In the records below, find the line holding "rodneyhbrown7: Ok. Good. Thanks Walter." and the line holding "juliancheal: I believe". Set down both, with every line between them, exactly.

(Data excerpts)
BEGIN

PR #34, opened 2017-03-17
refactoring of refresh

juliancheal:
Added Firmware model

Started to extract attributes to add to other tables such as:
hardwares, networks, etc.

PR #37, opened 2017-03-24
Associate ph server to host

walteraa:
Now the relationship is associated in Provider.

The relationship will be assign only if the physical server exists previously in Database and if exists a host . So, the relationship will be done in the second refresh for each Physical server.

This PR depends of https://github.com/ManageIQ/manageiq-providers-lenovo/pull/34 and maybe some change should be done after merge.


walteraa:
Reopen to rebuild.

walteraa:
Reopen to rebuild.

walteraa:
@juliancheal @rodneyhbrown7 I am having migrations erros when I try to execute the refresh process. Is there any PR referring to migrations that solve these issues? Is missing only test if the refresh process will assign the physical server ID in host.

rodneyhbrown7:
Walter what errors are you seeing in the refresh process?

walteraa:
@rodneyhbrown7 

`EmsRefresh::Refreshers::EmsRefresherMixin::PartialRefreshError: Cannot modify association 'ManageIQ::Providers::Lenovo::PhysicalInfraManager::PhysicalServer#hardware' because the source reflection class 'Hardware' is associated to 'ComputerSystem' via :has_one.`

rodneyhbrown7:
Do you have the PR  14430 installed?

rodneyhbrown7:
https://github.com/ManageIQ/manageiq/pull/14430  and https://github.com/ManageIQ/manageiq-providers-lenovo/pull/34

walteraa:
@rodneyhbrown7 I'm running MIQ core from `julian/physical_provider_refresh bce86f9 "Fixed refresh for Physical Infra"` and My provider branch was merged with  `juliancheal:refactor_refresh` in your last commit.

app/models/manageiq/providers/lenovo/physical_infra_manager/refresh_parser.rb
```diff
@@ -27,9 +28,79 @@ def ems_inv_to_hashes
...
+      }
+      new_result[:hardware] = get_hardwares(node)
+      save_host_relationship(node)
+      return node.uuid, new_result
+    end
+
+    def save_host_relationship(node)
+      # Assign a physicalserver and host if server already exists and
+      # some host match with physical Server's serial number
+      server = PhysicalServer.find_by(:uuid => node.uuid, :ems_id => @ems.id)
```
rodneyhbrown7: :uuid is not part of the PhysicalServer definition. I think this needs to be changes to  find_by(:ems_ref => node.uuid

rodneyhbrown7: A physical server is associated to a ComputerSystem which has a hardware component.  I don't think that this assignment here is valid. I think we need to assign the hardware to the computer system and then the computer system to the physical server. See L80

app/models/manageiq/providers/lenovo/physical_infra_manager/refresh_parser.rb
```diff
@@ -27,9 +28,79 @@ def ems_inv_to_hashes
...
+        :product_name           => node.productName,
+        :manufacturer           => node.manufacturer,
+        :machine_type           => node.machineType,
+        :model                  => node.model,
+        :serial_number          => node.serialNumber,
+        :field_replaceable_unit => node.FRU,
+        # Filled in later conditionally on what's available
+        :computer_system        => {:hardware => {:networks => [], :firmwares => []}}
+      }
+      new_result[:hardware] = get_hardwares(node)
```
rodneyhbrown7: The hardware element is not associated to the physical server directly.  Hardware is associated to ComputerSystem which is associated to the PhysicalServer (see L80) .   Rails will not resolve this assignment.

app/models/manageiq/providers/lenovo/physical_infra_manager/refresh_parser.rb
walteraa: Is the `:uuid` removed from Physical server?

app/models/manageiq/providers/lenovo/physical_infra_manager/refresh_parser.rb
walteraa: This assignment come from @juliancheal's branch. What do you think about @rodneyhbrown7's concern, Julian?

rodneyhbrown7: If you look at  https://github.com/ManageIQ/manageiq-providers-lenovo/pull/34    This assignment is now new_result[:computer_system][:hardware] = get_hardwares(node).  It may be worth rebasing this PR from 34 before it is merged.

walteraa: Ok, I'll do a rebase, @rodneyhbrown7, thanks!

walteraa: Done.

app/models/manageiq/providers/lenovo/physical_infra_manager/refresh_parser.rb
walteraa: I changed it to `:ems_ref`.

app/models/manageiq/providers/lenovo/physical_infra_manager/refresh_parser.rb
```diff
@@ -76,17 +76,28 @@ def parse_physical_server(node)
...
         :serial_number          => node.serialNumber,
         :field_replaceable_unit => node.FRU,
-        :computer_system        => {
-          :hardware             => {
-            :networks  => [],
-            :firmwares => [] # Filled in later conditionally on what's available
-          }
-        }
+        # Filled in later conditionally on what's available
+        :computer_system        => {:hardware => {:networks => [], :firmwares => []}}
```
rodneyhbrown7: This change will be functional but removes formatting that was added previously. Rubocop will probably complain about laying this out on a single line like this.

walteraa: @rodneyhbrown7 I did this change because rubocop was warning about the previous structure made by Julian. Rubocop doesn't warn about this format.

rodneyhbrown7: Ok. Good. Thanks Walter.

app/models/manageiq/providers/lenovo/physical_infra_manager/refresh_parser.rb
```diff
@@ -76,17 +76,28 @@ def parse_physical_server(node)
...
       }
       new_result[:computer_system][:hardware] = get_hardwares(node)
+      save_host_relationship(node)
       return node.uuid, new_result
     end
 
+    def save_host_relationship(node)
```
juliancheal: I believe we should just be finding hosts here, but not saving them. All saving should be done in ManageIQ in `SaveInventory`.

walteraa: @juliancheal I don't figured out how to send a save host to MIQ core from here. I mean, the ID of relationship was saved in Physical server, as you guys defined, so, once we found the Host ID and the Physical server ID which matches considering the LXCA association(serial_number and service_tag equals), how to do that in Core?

END

_Response for this exercise_:
rodneyhbrown7: Ok. Good. Thanks Walter.

app/models/manageiq/providers/lenovo/physical_infra_manager/refresh_parser.rb
```diff
@@ -76,17 +76,28 @@ def parse_physical_server(node)
...
       }
       new_result[:computer_system][:hardware] = get_hardwares(node)
+      save_host_relationship(node)
       return node.uuid, new_result
     end
 
+    def save_host_relationship(node)
```
juliancheal: I believe we should just be finding hosts here, but not saving them. All saving should be done in ManageIQ in `SaveInventory`.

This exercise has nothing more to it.